Taiwan’s Competitive Renewable Energy Markets Attracts U.K. Investment

Hot Topic: Taiwan is fast becoming the new battleground for the world’s top offshore wind developers seeking a stronger footing in Asia. Its success in Europe has contributed to a desire for expansion.

Taiwan’s geography makes it an ideal hub for green energy. For European developers, this is one of the main reasons Taiwan is the key to Asian markets in Japan and South Kora.

The U.K Export Finance (UKEF) approved NT$9.2 billion in support of a large-scale wind farm off the coast of Taiwan, the Formosa 2. Forty-seven turbines are to be constructed, generating 367 megawatts of green energy.

Led by lead sponsor Macquarie’s Green Investment Group and the Swancor Renewable Energy, Formosa 2 aims to reduce Taiwan’s reliance on fossil fuel energy, in line with government targets to generate 20% from renewable sources by 2025.

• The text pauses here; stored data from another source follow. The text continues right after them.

PR #62957, opened 2023-01-01
Paint changes

### LINKED ISSUE #61479: Paint should be migrated to a bucket holding liquid paint

Paint is currently self-contained, with no paint can containing it.

### Solution you would like.

Make paint a liquid that must be held in a can.

N/A

### Additional context

_No response_

Karol1223:
#### Summary
Content "Vast edits to existing paints and some new colors"

#### Purpose of change
The paints have come as solids with built-in paint cans since literally forever. But there is no reason for this to be the case. It's an artifact from ages past alongside the eye drops (but I ain't touching those) and so it should probably be fixed. Fixes #61479

#### Describe the solution
1. Adds a new paint material (almost everything is copied from alcohol, it is however denser, non-conductive and inedible)
2. Adds two new paint cans which the paints can spawn in. One is steel (and can be disassembled into scrap) and one is plastic
3. Plenty of changes to the existing paints:
- changed type from AMMO to COMESTIBLE - not sure why they were AMMO in the first place, all liquids are either that or COMESTIBLE so I went with the latter so that it can freeze and have proper dirty prefixes, it is still inedible due to the flag I copied from bleach
- gave them 15 charges 250ml each - this is the maximum that can fit in a gallon paint can with these sizes of charges
- made one charge of paint 325g to go in line with the average paint density I found online
- the description no longer references a pre-built paintcan
- they are now liquid
- all colours copy_from from the red paint - this removes excess code that would otherwise be identical across different colours
4. Added several new colours of paint: orange, pink, cyan, gray and brown

None anymore! Now old paint will migrate into a full to the brim can of paint upon the merging of this PR.

#### Testing
The itemgroups spawn just right. The paint is certainly a liquid now.

#### Additional context
This adds new items and alters existing descriptions - absolutely should be given a String Freeze label


Night-Pryanik:
#61479?

Karol1223:
> #61479?

I was on the verge of checking if someone made an issue about this and it looks like I should have followed through with that. I'm hesitant to say that this PR fixes that 100% as I'm struggling with actually migrating the existing paints (still no idea if there's even support for something like this) but I guess it pretty much does as much as there can be done to solve the issue.

mqrause:
> I really wanted to somehow migrate old paints because as it stands all stashes of them on existing saves will turn into puddles when this PR gets merged. If someone has a solution to this issue I am all ears.

Maybe not the solution you want, but you could make the liquid paint a new item and leave old paint as is (but obsoleted). That's pretty much a prerequisite for migrating it to a container with a liquid anyway. The game wouldn't know the phase changed on some already existing item.

Karol1223:
> Maybe not the solution you want, but you could make the liquid paint a new item and leave old paint as is (but obsoleted). That's pretty much a prerequisite for migrating it to a container with a liquid anyway. The game wouldn't know the phase changed on some already existing item.

I considered this but I would have to absolutely butcher the ID for black paint at that point and I am not sure if making the code less readable is better than letting existing paint drop to the floor as puddles. Frankly, I've never seen anyone use paint before, it is a very niche thing to stockpile so I suspect that not a whole lot of people will run into a problem if the PR stays as is. Unfortunately, I have to choose the lesser evil, it seems, and I am kind of torn on which is which...

mqrause:
I'm not sure what the consensus is on basically deleting existing items. If it's fine, it's fine. But the id thing should be easy to solve. Just make the new ones `paint_<color>` instead of `<color>_paint`

Karol1223:
> I'm not sure what the consensus is on basically deleting existing items. If it's fine, it's fine. But the id thing should be easy to solve. Just make the new ones `paint_<color>` instead of `<color>_paint`

I have no words to describe how stupid I feel for not thinking about changing the word order in IDs. Yeah, I mean, you're not wrong... Give me like 5 minutes...

data/json/items/containers.json
```diff
@@ -3328,5 +3328,55 @@
     ],
     "qualities": [ [ "CONTAIN", 1 ] ],
     "flags": [ "COLLAPSE_CONTENTS" ]
+  },
+  {
+    "id": "paint_can_steel",
+    "type": "GENERIC",
+    "category": "container",
+    "name": { "str": "metal paint can" },
+    "description": "A metal paint can holding a gallon of liquid.",
```
TheShadowFerret, line 3337:
```suggestion
    "description": "A metal paint can, able to hold a gallon of liquid.",
```
Can't have descriptions lying to you if the can is empty 😛

data/json/items/containers.json
```diff
@@ -3328,5 +3328,55 @@
...
+    ],
+    "qualities": [ [ "BOIL", 1 ], [ "CONTAIN", 1 ] ],
+    "flags": [ "COLLAPSE_CONTENTS" ]
+  },
+  {
+    "id": "paint_can_plastic",
+    "type": "GENERIC",
+    "category": "container",
+    "name": { "str": "plastic paint can" },
+    "description": "A plastic paint can holding a gallon of liquid.",
```
TheShadowFerret, line 3362:
```suggestion
    "description": "A plastic paint can, able to hold a gallon of liquid.",
```

TheShadowFerret (changes requested):

data/json/items/containers.json
Karol1223: Good catch, I have a bad habit of using thought shortcuts in text. I'll fix it right away.

PatrikLundell:
I suspect adding new colors may require additions elsewhere, such as walls of the new colors (and I think someone expanded wall painting to support additional wall materials fairly recently).

You've updated construction.json with changed components, but would probably need to also add new ones for new colors. I think you'd also need to expand the home_improvement.json file to contain the new colors.
I don't know what tutorial.json does, but a check for whether it needs the additional colors may be warranted.
Added colors in materials.json and/or toolset.json?

Karol1223:
> I suspect adding new colors may require additions elsewhere, such as walls of the new colors (and I think someone expanded wall painting to support additional wall materials fairly recently).

Another contributor has expressed interest in this back when I initially added black paint and upon talking to them they said they'll handle the new painted walls and doors once this PR gets merged.

I'll also say right now that painting walls needs a bit more change - with the changes in the volume of paint charges it should now take 3 paint to paint a wall as opposed to 25 (25 appears to have always been overkill regardless).

> Added colors in materials.json and/or toolset.json?

toolset.json I'll update in a second, you are right in that it warrants new colors being added there. I am not sure what tutorial.json and materials.json actually list them for, though, so I am not convinced I should be adding them there just yet without knowing what they're used for.

> I think you'd also need to expand the home_improvement.json file to contain the new colors.

I am also not sure I understand what home_improvement.json file you are referring to as the only one I see is under items and is the file where I have added the new paint colors already?

PatrikLundell:
home_improvements.json: My bad. Looking at the file's latest modification I saw only modifications, but the additions had been done in the original change...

UKEF will invest in Taiwan dollars, one of over 60 currencies in which UKEF can offer. The British Office indicates that this decision was made to protect the buyer from market fluctuations. Furthermore, it would make sourcing from the U.K. “more attractive”.

The U.K. is one of the world’s largest generators of offshore wind energy and is home to the largest offshore wind farm in the world which provides over 44 per cent of Europe’s offshore wind energy. As new opportunities emerge in markets such as Japan, South Korea and Vietnam, this could enhance international cooperation in green energy.

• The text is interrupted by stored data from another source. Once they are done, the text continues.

PR #62959, opened 2023-01-01
Disallow towing by racked parts

### LINKED ISSUE #62953: Crash when (e)xamining the bikerack when towing cable is installed on the racked vehicle
### Describe the bug

When towing a vehicle with the towing cable installed on a bikeracked vehicle, the game crashes when you try to (e)xamine the bikerack.

### Steps to reproduce

1. Spawn a vehicle with bikerack and a bike
2. attach bike to bikerack
3. spawn another vehicle to be towed
4. attach a towing cable to the bike and the other vehicle
5. (e)xamine the bikerack

### Expected behavior

opening the actionmenu to be able to remove bike from rack, either stating that you cant remove bike while towing or removing towing cable in the process

### Screenshots

_No response_

- OS: Windows
- Game Version: 7f881d8 [64-bit]
- Graphics Version: Tiles
- Mods loaded: [
    Dark Days Ahead [dda],
]

### Additional context

[debug.zip](https://github.com/CleverRaven/Cataclysm-DDA/files/10328690/debug.zip)

irwiss:
#### Summary
None

#### Purpose of change

Fixes #62953

#### Describe the solution

Disallow attaching tow cable to carried parts.

This adds a string for the failure message, not sure how strict the string freeze is, I don't think silently failing is too elegant though

#### Testing

Use tow cable, select racked vehicle tile as first or second vehicle - should fail, non-racked tiles should work as usual

### DIFF
--- a/src/iuse.cpp
+++ b/src/iuse.cpp
@@ -8478,6 +8478,10 @@ cata::optional<int> iuse::tow_attach( Character *p, item *it, bool, const tripoi
                     p->add_msg_if_player( _( "You can't attach the tow-line to an internal part." ) );
                     return cata::nullopt;
                 }
+                if( !source_veh->part( vp->part_index() ).carried_stack.empty() ) {
+                    p->add_msg_if_player( _( "You can't attach the tow-line to a racked part." ) );
+                    return cata::nullopt;
+                }
             }
             const tripoint abspos = here.getabs( posp );
             it->set_var( "source_x", abspos.x );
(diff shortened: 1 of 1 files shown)


PatrikLundell:
I don't find this to be a good hack. I believe it used to work, so it would be better to try to find out what caused it to fail.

According to the British Office, Taiwan is currently developing 5.5GW of offshore wind energy up to 2025 and plans a further 5GW up to 2030.

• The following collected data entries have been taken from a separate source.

PR #55928, opened 2022-03-07
Exclude grinding from `cooked_acorns` recipe

DanielVartanov:
#### Summary
Content "Cooked acorns is no longer a meal and does not require grinding"

#### Purpose of change

Unlike common edible nuts, acorns need to be leached to get rid of tanines, otherwise they are too bitter. Basically, current recipe in DDA is:
- Shell the acorns
- Chop them
- Boil 
- Toast until dry
- _Grind into meal (with a quern or mortar&pestle)_

The main point of this PR is that _grinding is unnecessary_. This PR deliberately removes grinding from the recipe and carefully inspects the consequences of it.

##### Motivation

Being kind of trapped recently in a shelter next to the woods I had to dive into acorns topic quite deeply. I have read relevant discussions https://github.com/CleverRaven/Cataclysm-DDA/issues/24255 and https://github.com/CleverRaven/Cataclysm-DDA/pull/24261 with great care.

At first, let me cite a comment https://github.com/CleverRaven/Cataclysm-DDA/pull/24261#issuecomment-406672123 from the aforementioned discussion (emphasis mine):

> **Chopping them up roughly allows you to leach the tannins**, but that's not acorn meal

Secondly, all you can do with `acorns_cooked` is:
- Add them as an ingredient to soups
- Mill them into flour (with a quern or a windmill/watermill)

Which means that grinding already cooked acorns into a meal is really unnecessary. 

##### What this PR changes exactly

* `quern` and `food_processor` were removed from the list of tools needed for the recipe.

* The word "meal" was removed from the display-name of the `acorns_cooked` item.

* recipe `time` was reduced from 24 to 19 mins (some advice is welcome if anyone knows better).
* `batch_time_factor` is adjusted due to now it's mostly boiling which scales greatly.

Currently, offshore wind power only accounts for 3.5% of the global wind energy capacity and is slightly more expensive than other sources of renewable energy such as solar power and onshore projects.

The 2011 Fukushima disaster highlighted the risks associated with using nuclear energy in a region prone to earthquakes. The government considered these risks when they committed to aggressive renewable energy targets. Generally, in recent years, the Government has adopted a policy of deregulation to increase the transparency of laws related to foreign investment.

Current Legal and Regulatory Framework 

Taiwan’s renewable energy sector is governed by the following regulations:

  • The Electricity Act (“EA”) EA covers the establishment of power plants and the transmission and distribution of electricity.
  • The Renewable Energy Development Act (“REDA” covers the power purchase agreement and government subsidies in connection with the renewable energy sector.
  •  In addition to the EA and the REDA, there are various other legislative instruments that govern the implementation of offshore wind farm projects such as, Electricity Enterprise Registration Rules and Environmental Impact Assessment Act.